#### REQUIREMENT:
Each record has to be repeated exactly as given.

#### Collected data:
--*--

PR #1067, opened 2026-04-01
Add ApplyPatchTool for Responses

joseharriaga:


src/Custom/Responses/Tools/ApplyPatchTool/ApplyPatchTool.cs
```diff
@@ -0,0 +1,9 @@
+﻿using Microsoft.TypeSpec.Generator.Customizations;
+
+namespace OpenAI.Responses;
+
+// CUSTOM: Renamed.
+[CodeGenType("ApplyPatchTool")]
```
jsquire, line 6: Do the right thing!   Expose the tool constructors!

src/Custom/Responses/Items/ApplyPatch/ApplyPatchCallOutputItem.cs
```diff
@@ -0,0 +1,12 @@
+﻿using Microsoft.TypeSpec.Generator.Customizations;
+
+namespace OpenAI.Responses;
+
+// CUSTOM: Renamed.
+[CodeGenType("ApplyPatchToolCallOutputItemResource")]
+public partial class ApplyPatchCallOutputItem
+{
+    // NOTE: Contrary to other tools, the `Status` property of `ApplyPatchCallOutputItem` is set by the client instead
```
jsquire: Who is this comment for?  Seems detached and floating in an unusual space.

src/Generated/Models/Responses/ApplyPatchCallStatus.cs
```diff
@@ -0,0 +1,48 @@
...
+    [Experimental("OPENAI001")]
+    public readonly partial struct ApplyPatchCallStatus : IEquatable<ApplyPatchCallStatus>
+    {
+        private readonly string _value;
+        private const string InProgressValue = "in_progress";
+        private const string CompletedValue = "completed";
+
+        public ApplyPatchCallStatus(string value)
+        {
+            Argument.AssertNotNull(value, nameof(value));
```
jsquire, line 21: Why are we allowing empty?

src/Custom/Responses/Tools/ApplyPatchTool/ApplyPatchTool.cs
joseharriaga: Yes, the constructor is public here: https://github.com/openai/openai-dotnet/blob/a9bcff7018aec93884482feccfb3f54da59cacfb/src/Generated/Models/Responses/ApplyPatchTool.cs#L13

src/Custom/Responses/Items/ApplyPatch/ApplyPatchCallOutputItem.cs
joseharriaga: All the items have a status property that is customized to be optional. For example:
https://github.com/openai/openai-dotnet/blob/a9bcff7018aec93884482feccfb3f54da59cacfb/src/Custom/Responses/Items/FunctionTool/FunctionCallOutputResponseItem.cs#L13

This one is an exception based on service behavior. I added this comment here in case someone looks at this file and wonders why it is the only one that is different from literally all the other ones, and to let them know that it is intentional. 

When we do a review over the whole TypeSpec for Responses, I'm hoping we can move this disclaimer over there.

src/Generated/Models/Responses/ApplyPatchCallStatus.cs
joseharriaga: That is how extensible enums are produced by the generator. Should we file a bug on the generator?

jsquire: Maybe?  I guess if it isn't causing problems, its fine until it isn't.   I just can't think of a valid case for empty.

src/Custom/Responses/Items/ApplyPatch/ApplyPatchCallOutputItem.cs
jsquire: >This one is an exception based on service behavior. I added this comment here in case someone looks at this file and wonders why it is the only one that is different from literally all the other ones, and to let them know that it is intentional.

But there are no members in this file.   That was my confusion.   I get that we can't comment on the generated code directly, but the member this is associated with doesn't live here.

I'm not pushing to block, just seems like it's more confusing to have a comment here that discusses a customization that isn't here.

joseharriaga: The problem is that it's not commenting on a customization but on the lack of one. Basically, I'm trying to avoid people seeing all the other items and then noticing that this is the only one missing the customization that all the other items have and thinking it's a bug.

I don't feel strongly, so I moved the comment to the client.tsp.

src/Generated/Models/Responses/ApplyPatchCallStatus.cs
joseharriaga: I do think it is incorrect. However, since all the extensible enums across all our libraries work like this, and it hasn't been an issue as far as we know, I'm tempted to just leave it rather than introduce a (niche) behavioral breaking change.

jsquire: Agreed.

src/Custom/Responses/Items/ApplyPatch/ApplyPatchCallOutputItem.cs
jsquire: ooooohhhhhh.   That was the context that was missing for me.   You were telling us why it wasn't here.

src/Generated/Models/Responses/ApplyPatchCallItem.Serialization.cs
```diff
@@ -0,0 +1,202 @@
...
+                writer.WritePropertyName("status"u8);
+                writer.WriteStringValue(Status.Value.ToString());
+            }
+            if (!Patch.Contains("$.operation"u8))
+            {
+                writer.WritePropertyName("operation"u8);
+                writer.WriteObjectValue(Operation, options);
+            }
+            if (Optional.IsDefined(CreatedBy) && !Patch.Contains("$.created_by"u8))
+            {
```
ShivangiReja: The Status property looks like optional.

If a user creates an `ApplyPatchCallItem` via `CreateApplyPatchCallItem(callId, operation)` and serializes it (which is valid), Status will be null and `Status.Value` will throw `InvalidOperationException`. Every other optional property guards with Optional.IsDefined() (e.g., CreatedBy). This one is missing the guard.

specification/client/responses.client.tsp
```diff
@@ -65,6 +65,12 @@ using TypeSpec.HttpClient.CSharp;
 @@visibility(ImageGenToolCallItemResource.status, Lifecycle.Read);
 @@clientName(ImageGenToolCallItemResource.result, "ImageResultBytes");
 
+@@visibility(ApplyPatchToolCallItemResource.status, Lifecycle.Read);
+
+// NOTE: Contrary to other tools, the "status" property of `ApplyPatchToolCallOutputItemResource`
+// is set by the client instead of being set by the server, and it is also required. The "status"
+// property is used to indicate if the client successfuly applied the patch or not.
```
ShivangiReja:
```suggestion
// property is used to indicate if the client successfully applied the patch or not.
```

tests/Responses/ResponsesToolTests.cs
```diff
@@ -1245,6 +1245,144 @@ in client.CreateResponseStreamingAsync(responseOptions))
         Assert.That(searchItemId, Is.Not.Null.And.Not.Empty);
     }
 
+    [RecordedTest]
+    [TestCase("CreateFile")]
+    [TestCase("UpdateFile")]
+    [TestCase("DeleteFile")]
+    public async Task ApplyPatchToolWorks(string testCase)
+    {
```
ShivangiReja, line 1389: Should we also add streaming test for this?

src/Generated/Models/Responses/ApplyPatchCallItem.Serialization.cs
joseharriaga: Woah, nice catch! Something about this code is tripping the generator causing it to not do the right thing. We actually have a visitor to fix that behavior, but it needs to be corrected on a case-by-case basis. Turns out we had missed this issue in the Code Interpreter item and in the Image Generation item too. I'm fixing those, as well as the Apply Patch items. We should investigate the underlying issue in the near future.

tests/Responses/ResponsesToolTests.cs
joseharriaga: There are no streaming events that are specific to the Apply Patch tool, so a streaming test shouldn't be necessary in this case.

codegen/generator/src/OpenAILibraryVisitor.cs
```diff
@@ -38,11 +38,15 @@ public class OpenAILibraryVisitor : ScmLibraryVisitor
             [
                 new("Id", "id", isCollection: false),
             ],
+        ["ApplyPatchCallItem"] = [_readonlyStatusReplacementInfo],
+        ["ApplyPatchCallOutputItem"] = [_readonlyStatusReplacementInfo],
```
ShivangiReja: Looks like Status property is not optional is `ApplyPatchCallOutputItem`, so do we need to add this here?

joseharriaga: No, I was just too eager to add it to everything. 😋 Fixed.

ShivangiReja (approved):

--*--

#### ANSWER SECTION:
PR #1067, opened 2026-04-01
Add ApplyPatchTool for Responses

joseharriaga:


src/Custom/Responses/Tools/ApplyPatchTool/ApplyPatchTool.cs
```diff
@@ -0,0 +1,9 @@
+﻿using Microsoft.TypeSpec.Generator.Customizations;
+
+namespace OpenAI.Responses;
+
+// CUSTOM: Renamed.
+[CodeGenType("ApplyPatchTool")]
```
jsquire, line 6: Do the right thing!   Expose the tool constructors!

src/Custom/Responses/Items/ApplyPatch/ApplyPatchCallOutputItem.cs
```diff
@@ -0,0 +1,12 @@
+﻿using Microsoft.TypeSpec.Generator.Customizations;
+
+namespace OpenAI.Responses;
+
+// CUSTOM: Renamed.
+[CodeGenType("ApplyPatchToolCallOutputItemResource")]
+public partial class ApplyPatchCallOutputItem
+{
+    // NOTE: Contrary to other tools, the `Status` property of `ApplyPatchCallOutputItem` is set by the client instead
```
jsquire: Who is this comment for?  Seems detached and floating in an unusual space.

src/Generated/Models/Responses/ApplyPatchCallStatus.cs
```diff
@@ -0,0 +1,48 @@
...
+    [Experimental("OPENAI001")]
+    public readonly partial struct ApplyPatchCallStatus : IEquatable<ApplyPatchCallStatus>
+    {
+        private readonly string _value;
+        private const string InProgressValue = "in_progress";
+        private const string CompletedValue = "completed";
+
+        public ApplyPatchCallStatus(string value)
+        {
+            Argument.AssertNotNull(value, nameof(value));
```
jsquire, line 21: Why are we allowing empty?

src/Custom/Responses/Tools/ApplyPatchTool/ApplyPatchTool.cs
joseharriaga: Yes, the constructor is public here: https://github.com/openai/openai-dotnet/blob/a9bcff7018aec93884482feccfb3f54da59cacfb/src/Generated/Models/Responses/ApplyPatchTool.cs#L13

src/Custom/Responses/Items/ApplyPatch/ApplyPatchCallOutputItem.cs
joseharriaga: All the items have a status property that is customized to be optional. For example:
https://github.com/openai/openai-dotnet/blob/a9bcff7018aec93884482feccfb3f54da59cacfb/src/Custom/Responses/Items/FunctionTool/FunctionCallOutputResponseItem.cs#L13

This one is an exception based on service behavior. I added this comment here in case someone looks at this file and wonders why it is the only one that is different from literally all the other ones, and to let them know that it is intentional. 

When we do a review over the whole TypeSpec for Responses, I'm hoping we can move this disclaimer over there.

src/Generated/Models/Responses/ApplyPatchCallStatus.cs
joseharriaga: That is how extensible enums are produced by the generator. Should we file a bug on the generator?

jsquire: Maybe?  I guess if it isn't causing problems, its fine until it isn't.   I just can't think of a valid case for empty.

src/Custom/Responses/Items/ApplyPatch/ApplyPatchCallOutputItem.cs
jsquire: >This one is an exception based on service behavior. I added this comment here in case someone looks at this file and wonders why it is the only one that is different from literally all the other ones, and to let them know that it is intentional.

But there are no members in this file.   That was my confusion.   I get that we can't comment on the generated code directly, but the member this is associated with doesn't live here.

I'm not pushing to block, just seems like it's more confusing to have a comment here that discusses a customization that isn't here.

joseharriaga: The problem is that it's not commenting on a customization but on the lack of one. Basically, I'm trying to avoid people seeing all the other items and then noticing that this is the only one missing the customization that all the other items have and thinking it's a bug.

I don't feel strongly, so I moved the comment to the client.tsp.

src/Generated/Models/Responses/ApplyPatchCallStatus.cs
joseharriaga: I do think it is incorrect. However, since all the extensible enums across all our libraries work like this, and it hasn't been an issue as far as we know, I'm tempted to just leave it rather than introduce a (niche) behavioral breaking change.

jsquire: Agreed.

src/Custom/Responses/Items/ApplyPatch/ApplyPatchCallOutputItem.cs
jsquire: ooooohhhhhh.   That was the context that was missing for me.   You were telling us why it wasn't here.

src/Generated/Models/Responses/ApplyPatchCallItem.Serialization.cs
```diff
@@ -0,0 +1,202 @@
...
+                writer.WritePropertyName("status"u8);
+                writer.WriteStringValue(Status.Value.ToString());
+            }
+            if (!Patch.Contains("$.operation"u8))
+            {
+                writer.WritePropertyName("operation"u8);
+                writer.WriteObjectValue(Operation, options);
+            }
+            if (Optional.IsDefined(CreatedBy) && !Patch.Contains("$.created_by"u8))
+            {
```
ShivangiReja: The Status property looks like optional.

If a user creates an `ApplyPatchCallItem` via `CreateApplyPatchCallItem(callId, operation)` and serializes it (which is valid), Status will be null and `Status.Value` will throw `InvalidOperationException`. Every other optional property guards with Optional.IsDefined() (e.g., CreatedBy). This one is missing the guard.

specification/client/responses.client.tsp
```diff
@@ -65,6 +65,12 @@ using TypeSpec.HttpClient.CSharp;
 @@visibility(ImageGenToolCallItemResource.status, Lifecycle.Read);
 @@clientName(ImageGenToolCallItemResource.result, "ImageResultBytes");
 
+@@visibility(ApplyPatchToolCallItemResource.status, Lifecycle.Read);
+
+// NOTE: Contrary to other tools, the "status" property of `ApplyPatchToolCallOutputItemResource`
+// is set by the client instead of being set by the server, and it is also required. The "status"
+// property is used to indicate if the client successfuly applied the patch or not.
```
ShivangiReja:
```suggestion
// property is used to indicate if the client successfully applied the patch or not.
```

tests/Responses/ResponsesToolTests.cs
```diff
@@ -1245,6 +1245,144 @@ in client.CreateResponseStreamingAsync(responseOptions))
         Assert.That(searchItemId, Is.Not.Null.And.Not.Empty);
     }
 
+    [RecordedTest]
+    [TestCase("CreateFile")]
+    [TestCase("UpdateFile")]
+    [TestCase("DeleteFile")]
+    public async Task ApplyPatchToolWorks(string testCase)
+    {
```
ShivangiReja, line 1389: Should we also add streaming test for this?

src/Generated/Models/Responses/ApplyPatchCallItem.Serialization.cs
joseharriaga: Woah, nice catch! Something about this code is tripping the generator causing it to not do the right thing. We actually have a visitor to fix that behavior, but it needs to be corrected on a case-by-case basis. Turns out we had missed this issue in the Code Interpreter item and in the Image Generation item too. I'm fixing those, as well as the Apply Patch items. We should investigate the underlying issue in the near future.

tests/Responses/ResponsesToolTests.cs
joseharriaga: There are no streaming events that are specific to the Apply Patch tool, so a streaming test shouldn't be necessary in this case.

codegen/generator/src/OpenAILibraryVisitor.cs
```diff
@@ -38,11 +38,15 @@ public class OpenAILibraryVisitor : ScmLibraryVisitor
             [
                 new("Id", "id", isCollection: false),
             ],
+        ["ApplyPatchCallItem"] = [_readonlyStatusReplacementInfo],
+        ["ApplyPatchCallOutputItem"] = [_readonlyStatusReplacementInfo],
```
ShivangiReja: Looks like Status property is not optional is `ApplyPatchCallOutputItem`, so do we need to add this here?

joseharriaga: No, I was just too eager to add it to everything. 😋 Fixed.

ShivangiReja (approved):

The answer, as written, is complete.